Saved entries
>>>

PR #1950, opened 2022-10-21
feat:PgJsonb samples

Rishabh-V:
The PR will not compile as PgJsonb changes are not released yet. The idea is to get the sample code reviewed. Thanks.

### DIFF
--- a/spanner/api/Spanner.Samples.Tests/QueryJsonbDataUsingParameterAsyncPostgreTest.cs
+++ b/spanner/api/Spanner.Samples.Tests/QueryJsonbDataUsingParameterAsyncPostgreTest.cs
@@ -12,6 +12,7 @@
 // See the License for the specific language governing permissions and
 // limitations under the License.
 
+using Newtonsoft.Json;
 using System.Threading.Tasks;
 using Xunit;
 
@@ -40,7 +41,20 @@ public class QueryJsonbDataUsingParameterAsyncPostgreTest
         // Act - Query the VenueInformation table.
         var venues = await _sample.QueryJsonbDataUsingParameterAsyncPostgre(_spannerFixture.ProjectId, _spannerFixture.InstanceId, _spannerFixture.PostgreSqlDatabaseId);
 
-        // Assert that VenueId 19 exists in the queried data from the table.
-        Assert.Contains(venues, v => v.VenueId == 19);
+        // Assert that venues collection is not empty and all the venues in the collection have a rating greater than 2.
+        Assert.NotEmpty(venues);
+        Assert.All(venues, v => AssertRating(v.Details, 2));
+    }
+
+    // Asserts that the rating of the given venue details is greater than the threshold value.
+    private static void AssertRating(string details, int threshold)
+    {
+        var venueDetails = JsonConvert.DeserializeObject<Details>(details);
+        Assert.True(venueDetails.Rating > threshold);
+    }
+
+    private struct Details
+    {
+        public int Rating { get; set; }
     }
 }
--- a/spanner/api/Spanner.Samples.Tests/QueryJsonbDataUsingParameterAsyncPostgreTest.cs
+++ b/spanner/api/Spanner.Samples.Tests/QueryJsonbDataUsingParameterAsyncPostgreTest.cs
@@ -1,0 +1,46 @@
+﻿// Copyright 2022 Google Inc.
+//
+// Licensed under the Apache License, Version 2.0 (the "License");
+// you may not use this file except in compliance with the License.
+// You may obtain a copy of the License at
+//
+//     http://www.apache.org/licenses/LICENSE-2.0
+//
+// Unless required by applicable law or agreed to in writing, software
+// distributed under the License is distributed on an "AS IS" BASIS,
+// WITHOUT WARRANTIES OR CONDITIONS OF ANY KIND, either express or implied.
+// See the License for the specific language governing permissions and
+// limitations under the License.
+
+using System.Threading.Tasks;
+using Xunit;
+
+[Collection(nameof(SpannerFixture))]
+public class QueryJsonbDataUsingParameterAsyncPostgreTest
+{
+    private readonly SpannerFixture _spannerFixture;
+
+    private readonly QueryJsonbDataUsingParameterAsyncPostgreSample _sample;
+
+    private readonly UpdateDataWithJsonbAsyncPostgreSample _updateDataSample;
+
+    public QueryJsonbDataUsingParameterAsyncPostgreTest(SpannerFixture spannerFixture)
+    {
+        _spannerFixture = spannerFixture;
+        _sample = new QueryJsonbDataUsingParameterAsyncPostgreSample();
+        _updateDataSample = new UpdateDataWithJsonbAsyncPostgreSample();
+    }
+
+    [Fact]
+    public async Task TestQueryJsonbDataUsingParameterAsyncPostgre()
+    {
+        // Arrange - Update data.
+        await _updateDataSample.UpdateDataWithJsonbAsyncPostgre(_spannerFixture.ProjectId, _spannerFixture.InstanceId, _spannerFixture.PostgreSqlDatabaseId);
+
+        // Act - Query the VenueInformation table.
+        var venues = await _sample.QueryJsonbDataUsingParameterAsyncPostgre(_spannerFixture.ProjectId, _spannerFixture.InstanceId, _spannerFixture.PostgreSqlDatabaseId);
+
+        // Assert that VenueId 19 exists in the queried data from the table.
+        Assert.Contains(venues, v => v.VenueId == 19);
+    }
+}
--- a/spanner/api/Spanner.Samples.Tests/SpannerFixture.cs
+++ b/spanner/api/Spanner.Samples.Tests/SpannerFixture.cs
@@ -271,6 +271,7 @@ public class SpannerFixture : IAsyncLifetime, ICollectionFixture<SpannerFixture>
     {
         CreateDatabaseAsyncPostgreSample createDatabaseAsyncSample = new CreateDatabaseAsyncPostgreSample();
         await createDatabaseAsyncSample.CreateDatabaseAsyncPostgre(ProjectId, InstanceId, PostgreSqlDatabaseId);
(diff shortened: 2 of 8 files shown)


amanda-tarafa:
@Rishabh-V I'll review when I'm back, on the week of 31st October, thanks!

spanner/api/Spanner.Samples.Tests/SpannerFixture.cs
```diff
@@ -533,4 +534,48 @@ public IEnumerable<Database> GetDatabases()
         var databases = DatabaseAdminClient.ListDatabases(instanceName);
         return databases;
     }
+
+    private async Task CreateVenueTablesAndInsertDataAsyncPostgre()
```
amanda-tarafa, line 538: This maybe should be done in the individual tests that use them.

The resources that we create in the fixture are usually going to be shared by several tests. This doesn't seem to be the case here.

spanner/api/Spanner.Samples.Tests/SpannerFixture.cs
```diff
@@ -533,4 +534,48 @@ public IEnumerable<Database> GetDatabases()
...
+            using var cmd = PgSpannerConnection.CreateInsertCommand("VenueInformation", new SpannerParameterCollection
+            {
+                { "VenueId", SpannerDbType.Int64, id },
+                { "VenueName", SpannerDbType.String, $"Venue {id}" }
+            });
+            return cmd.ExecuteNonQueryAsync();
+        }));
+    }
+
+    private async Task CreateTablesAsyncPostgre(string[] createTableStatements)
```
amanda-tarafa, line 573: You can leave this as a public helper method to call from the tests, etc.

spanner/api/Spanner.Samples/QueryJsonbDataUsingParameterAsyncPostgre.cs
```diff
@@ -0,0 +1,53 @@
...
+
+public class QueryJsonbDataUsingParameterAsyncPostgreSample
+{
+    public async Task<List<VenueInformation>> QueryJsonbDataUsingParameterAsyncPostgre(string projectId, string instanceId, string databaseId)
+    {
+        string connectionString = $"Data Source=projects/{projectId}/instances/{instanceId}/databases/{databaseId}";
+        using var connection = new SpannerConnection(connectionString);
+        // Get all the venues with a rating greater than 2.
+        using var command = connection.CreateSelectCommand(
+            "SELECT venueid, details FROM VenueInformation WHERE CAST(details ->> 'rating' AS INTEGER) > $1",
```
amanda-tarafa, line 29: Is it clear from the context of this sample that details is a JSON? If not, a note here showing the structure of details could be useful.

spanner/api/Spanner.Samples/UpdateDataWithJsonbAsyncPostgre.cs
```diff
@@ -0,0 +1,102 @@
...
+        string connectionString = $"Data Source=projects/{projectId}/instances/{instanceId}/databases/{databaseId}";
+        using var connection = new SpannerConnection(connectionString);
+        await connection.OpenAsync();
+
+        await Task.WhenAll(venueInformationList.Select(venue =>
+        {
+            // Update rows in the Venues table.
+            using var cmd = connection.CreateUpdateCommand("VenueInformation", new SpannerParameterCollection
+            {
+                    { "VenueId", SpannerDbType.Int64, venue.VenueId },
```
amanda-tarafa, line 88: nit: this indent is wrong

spanner/api/Spanner.Samples.Tests/QueryJsonbDataUsingParameterAsyncPostgreTest.cs
```diff
@@ -0,0 +1,46 @@
...
+    [Fact]
+    public async Task TestQueryJsonbDataUsingParameterAsyncPostgre()
+    {
+        // Arrange - Update data.
+        await _updateDataSample.UpdateDataWithJsonbAsyncPostgre(_spannerFixture.ProjectId, _spannerFixture.InstanceId, _spannerFixture.PostgreSqlDatabaseId);
+
+        // Act - Query the VenueInformation table.
+        var venues = await _sample.QueryJsonbDataUsingParameterAsyncPostgre(_spannerFixture.ProjectId, _spannerFixture.InstanceId, _spannerFixture.PostgreSqlDatabaseId);
+
+        // Assert that VenueId 19 exists in the queried data from the table.
```
amanda-tarafa, line 43: I'd prefer if we checked that the list is not empty and all elements on the list have rating > 2.

amanda-tarafa (changes requested):
Looking good, a couple of comments only.

spanner/api/Spanner.Samples.Tests/SpannerFixture.cs
Rishabh-V: I will move the VenueDetails table creation to the AddJsonbColumn test. 

However, Table VenueInformation is used by QueryJsonbData and UpdateDataWithJsonb samples. If we move this method to individual tests, we may need to add a condition to run the method only if they don't exist as either of these samples may execute first and probably that code may be duplicated.  

Please let me know if it is fine to keep VenueInformation table creation and data insertion in fixture or if you have other suggestions. Thanks.

spanner/api/Spanner.Samples.Tests/SpannerFixture.cs
Rishabh-V: Sure.

spanner/api/Spanner.Samples/QueryJsonbDataUsingParameterAsyncPostgre.cs
Rishabh-V: Sure. I will add the following: Details is a column of type Jsonb. The data persisted in this column has the following structure. 
Details = [{
                    "name": "string",
                    "available": true,
                    "rating": int  // This field is optional. 
                }]
Please let me know if any changes are needed. Thanks.

spanner/api/Spanner.Samples.Tests/QueryJsonbDataUsingParameterAsyncPostgreTest.cs
Rishabh-V: Sure. Will change this.

Rishabh-V (commented):
Thanks Amanda. Couple of queries to make the correct changes. I will push the fixes in next commit.

spanner/api/Spanner.Samples.Tests/SpannerFixture.cs
amanda-tarafa: Yes, whatever is shared can stay in the fixture, of course, that's its main purpose.

Just remove from here what's used by a single test only.
One of the main reasons for these is that, during development, if you are adding or modifying just a few tests, and you want to run those few tests only, then you have to wait for all these tables creation to be done as the fixture is initialized regardless of whether you run one test or 20. With the shared resources, that's fine, but with the one-offs it just adds to waiting timing during dev, and this fixture is already heavy.

spanner/api/Spanner.Samples/QueryJsonbDataUsingParameterAsyncPostgre.cs
amanda-tarafa: Yep, that seems right, only thing is, I believe that Details does not necessarily have the same structure for all rows, right? So instead of saying "The data persisted in this column has the following structure" I would say "Some of the data persisted in this column ...."

spanner/api/Spanner.Samples/UpdateDataWithJsonbAsyncPostgre.cs
```diff
@@ -0,0 +1,102 @@
...
+                Details = JsonConvert.SerializeObject(new
+                {
+                    rating = 9,
+                    open = true,
+                })
+            },
+            new VenueInformation
+            {
+                VenueId = 4,
+                // PostgreSQL JSONB sorts first by key length and then lexicographically with equivalent key length
```
amanda-tarafa, line 43: I don't understand what this comment is about.
Does key here mean field?
Also, I don't think what's described in this comment is represented on the example below, which makes the comment a little out of place.

spanner/api/Spanner.Samples/AddJsonbColumnAsyncPostgre.cs
```diff
@@ -0,0 +1,34 @@
...
+{
+    public async Task AddJsonbColumnAsyncPostgre(string projectId, string instanceId, string databaseId)
+    {
+        string connectionString = $"Data Source=projects/{projectId}/instances/{instanceId}/databases/{databaseId}";
+        string alterStatement = $"ALTER TABLE VenueDetails ADD COLUMN Details JSONB";
+
+        using var connection = new SpannerConnection(connectionString);
+        using var ddlCmd = connection.CreateDdlCommand(alterStatement);
+        await ddlCmd.ExecuteNonQueryAsync();
+        Console.WriteLine($"Added the jsonb column named Details to VenueDetails table.");
```
amanda-tarafa, line 31: nit: should this be
```suggestion
        Console.WriteLine($"Added the JSONB column named Details to VenueDetails table.");
```

spanner/api/Spanner.Samples/UpdateDataWithJsonbAsyncPostgre.cs
Rishabh-V: Sure Amanda. Does this sound better? "PostgreSQL JSONB takes the last value in the case of duplicate fields".

spanner/api/Spanner.Samples/AddJsonbColumnAsyncPostgre.cs
Rishabh-V: Sure. Will change this.

spanner/api/Spanner.Samples/UpdateDataWithJsonbAsyncPostgre.cs
amanda-tarafa: We have discussed this offline and agreed on a couple changes around this comment.

amanda-tarafa (approved):
LGTM, thanks!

<<<

• _WHAT YOU SHOULD DO_
Search the data above for the word "rows", then gather each line in which it appears.

• _RESPONSE TO THE EXERCISE_
+            // Update rows in the Venues table.
amanda-tarafa: Yep, that seems right, only thing is, I believe that Details does not necessarily have the same structure for all rows, right? So instead of saying "The data persisted in this column has the following structure" I would say "Some of the data persisted in this column ...."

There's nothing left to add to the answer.